MANILA (Reuters) - A presidential intervention to provide free contraceptives in the predominantly Catholic Philippines looked set to face hurdles, with conservatives and church leaders preparing possible challenges.
Access to artificial birth control methods is difficult in the country of over 100 million people despite the passage of the Reproductive Health Law in 2012 because of a Supreme Court order stopping its full implementation.
President Rodrigo Duterte issued an executive order on Monday directing agencies to fund and enforce the family planning programme to ensure free access to birth control, sidestepping the court's order.
"Here comes President Duterte issuing an executive order circumventing the intention of the hold order," said congressman Jose Atienza, representing a political group called Life.
He told Reuters his group will study Duterte's directive "word for word, phrase by phrase," and "if illegal, we will question it" before the court.
Duterte, a Catholic like 80 percent of the population, has made reproductive health a priority, convinced that giving people the means to limit or space births will help sustain economic growth.
"This administration is bent on implementing these provisions to ensure that Filipinos' access to family planning and means to space and limit the number of children will not be curtailed," Health Secretary Paulyn Ubial said.

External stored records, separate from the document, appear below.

PR #1022, opened 2019-12-31
Update MeSH resources and fix MeSH test 

bgyori:
This PR updates the MeSH name/ID mapping files to their latest versions. In an attempt to fix the failing test_mesh_term_lookups test, I investigated both the downloadable dumps and the web service to see why  'Colorectal Cancer' does not map to  'D015179' (Colorectal Neoplasms) anymore. I found that 'Colorectal Cancer' has been removed as a term from D015179's descriptor and appears as a narrower synonym to it under the corresponding M heading (rather than the D descriptor). Similarly, the current web service does not return this mapping anymore.

Two confusing facts remain, however: (1) On the MeSh website, Colorectal Cancer still appears as a term for D015179 (https://meshb.nlm.nih.gov/record/ui?ui=D015179), and (2) Similar relationships, such as 'Prostate Cancer' as a term of D011471 (Prostatic Neoplasms) are still there, which seems to be somewhat inconsistent.


bgyori:
The MeSH tests now pass, the failure is an unrelated Eidos issue reported on that repo.

PR #1023, opened 2019-12-31
Updated TAS extractions

bgyori:
This PR updates the Target Affinity Spectrum data set to the latest version which is substantially larger than the previous version. The old data set is removed from version control in the resources folder, and the new one is made accessible as a public file via S3 (can be downloaded simply using requests).  

The structure of the data is similar to the previous one but has multiple specific issues that need to be resolved/discussed before merging this PR:
1. The data normalizes drug-target relationships across multiple distinct ChEBML IDs that are considered to be essentially the same chemical. The difficulty is that often these entries correspond to distinct ChEBI IDs, and INDRA's assembly considers then to be different. So one might see groups of statements like
```
 Inhibition(bambuterol(), BCHE()),
 Inhibition((R)-bambuterol(), BCHE()),
 Inhibition(bambuterol hydrochloride(), BCHE()),
```
that TAS considers equivalent but INDRA would consider as three distinct inhibitors of BCHE. One possible solution is to somehow make use of the LSPCI which is an internal ID in TAS that is shared by groups of chemicals that TAS considers equivalent.

2. The naming of chemicals from TAS falls into multiple categories that require custom treatment. a) Currently only those chemicals that have ChEBI mappings are assigned a standard name. b) There may be a subset of chemicals that aren't mapped to ChEBI but still have a name available. c) The majority of chemicals that ChEBML reports target data for do not have any sort of displayable name in ChEBML, they are just compounds with a structure and ID. Currently the processor simply assigns the CHEBML ID as the Agent name in case of b) and c). e.g., 
```
Inhibition(CHEMBL504301(), PSMB5())
```

3. The size of the new data set and especially the large set of unnamed chemicals may compromise the usability of certain downstream applications. For instance, the new TAS data set reports 2588 chemical inhibitors of BRAF (2559 of which have just CHEMBL IDs with no name), which would certainly overwhelm any kind of visual or natural language representation of a "network" around BRAF. Some downstream apps would need to be adapted with targeted filters or a more sophisticated separation of statements in their output to deal with this. On the other hand, for some large scale, automated analysis applications, the large quantity of such relationships could be very valuable.

4. TAS provides provenance for many of the relationships (e.g., DOIs), however, the current export doesn't contain this information. It may make sense to implement this before merging.


bgyori:
The current state of the PR addresses all several of the above issues as follows:
- Where available, CHEMBL names are assigned to drugs, even if a CHEBI ID is not available. CHEBML names are all caps, therefore not always appealing, but still better than no name at all.
- Provenance information in evidences is now extracted with multiple sources including PMIDs and source IDs (e.g., entries in HMS LINCS or US patents).
- The API adds additional parameters: `named_only` and `standardized only` to control what drug information is extracted. For `named_only`, we only extract statements in which the drug has a proper name, and for `standardized_only`, we extract only statements in which the drug is fully ID-and-name standardized. This allows easily customizing the amount and quality of information for various downstream use cases.

bgyori:
Alright, I think I'll merge this now. Thanks again @steppi!

PR #1025, opened 2020-01-07
Add some new flexibility to the HTML assembler.

pagreene:
This PR allows the dict-and-list structure that is sent to Jinja to be returned directly for use in new applications. This PR also makes changes fixing a prior bug where the same content could sometimes appear twice, and allows headings to have labeled named entities at every level of the drop-down.

(As of PR, some testing needed before merge)


bgyori:
Looks good

PR #1035, opened 2020-01-30
Wm updates

kkaris:
This PR updates the LiveCurator and its associated service to be able to load corpora during runtime based on its ID.

Other improvements:
- Local caching of corpora components
- Save the state of curations for given corpus ID
- The app can start without loading any corpus immediately
- A new meta data attribute is added to the Corpus class


bgyori:
One more small thing: when running the service without any arguments, it tries to load "1" from S3, i.e.
```
INFO: [2020-01-30 19:25:10] live_curation - Loading corpus: indra_models/1/
WARNING: [2020-01-30 19:25:10] live_curation - Failed to get from s3: An error occurred (AccessDenied) when calling the GetObject operation: Access Denied
```

PR #1043, opened 2020-02-13
Update docs and examples

kkaris:
This PR updates parts of the documentation, with focus on examples and tutorials.

Main changes:
- More references to different modules and outside sources have been added
- Code in the changed files and appropriate functions have been updated to be able to run with the latest version
- Some documentation have been removed to focus on fewer examples for clarity
- More examples of output assembly have been added with IndraNet and PySB


bgyori:
I think these changes are great! I wonder if we could make all examples that appear in the documentation (or at least scaled-down versions of them) Travis-tested to make sure they continue to be operational?

kkaris:
I'm looking into why the test stalled. I believe it's one of the tests that I added that made it too slow, I'm tracking down which one it might be

bgyori:
I made some updates to the examples, in particular the way REACH is used, and edited some of the text. Along the way, I also made a number of updates in the REACH API/processor and tests too.

PR #1055, opened 2020-03-24
Refactor LiveCuration and add download curations endpoint

kkaris:
This PR updates the live curation service with the ability to download curations with their corresponding statements per corpus id with the option to narrow down the results to only contain curation and statements from a given reader.


bgyori:
@kkaris I took this opportunity to restructure the code into a separate module. I also changed Corpus such that its first constructor argument is the corpus_id, which becomes one of its attributes. I think this is convenient since then it doesn't need to be managed separately. Could you take another look and see if you can spot any issues with the restructuring? Thanks!

kkaris:
I only saw a small thing I fixed in `__main__` in `live_curation.py`, but otherwise it looked ok. The only test that didn't pass locally for me was the `LiveGroundingTestCase.test_add_ontology_node()`, but the error was related tonot having the edidos service running so I thinks it's ok.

The country's Catholic bishops have criticised what they described as the president's "anti-life" measures, calling on people to join a "grand procession" next month to make a stand.
"When society opens its doors to welcome artificial contraception, abortion, divorce, legalised same sex union, it opens the minds of people to a particular mindset that problems can only be resolved through termination of relationships, terminations of person," the Episcopal Commission on the Laity of the Catholic Bishops Conference of the Philippines said.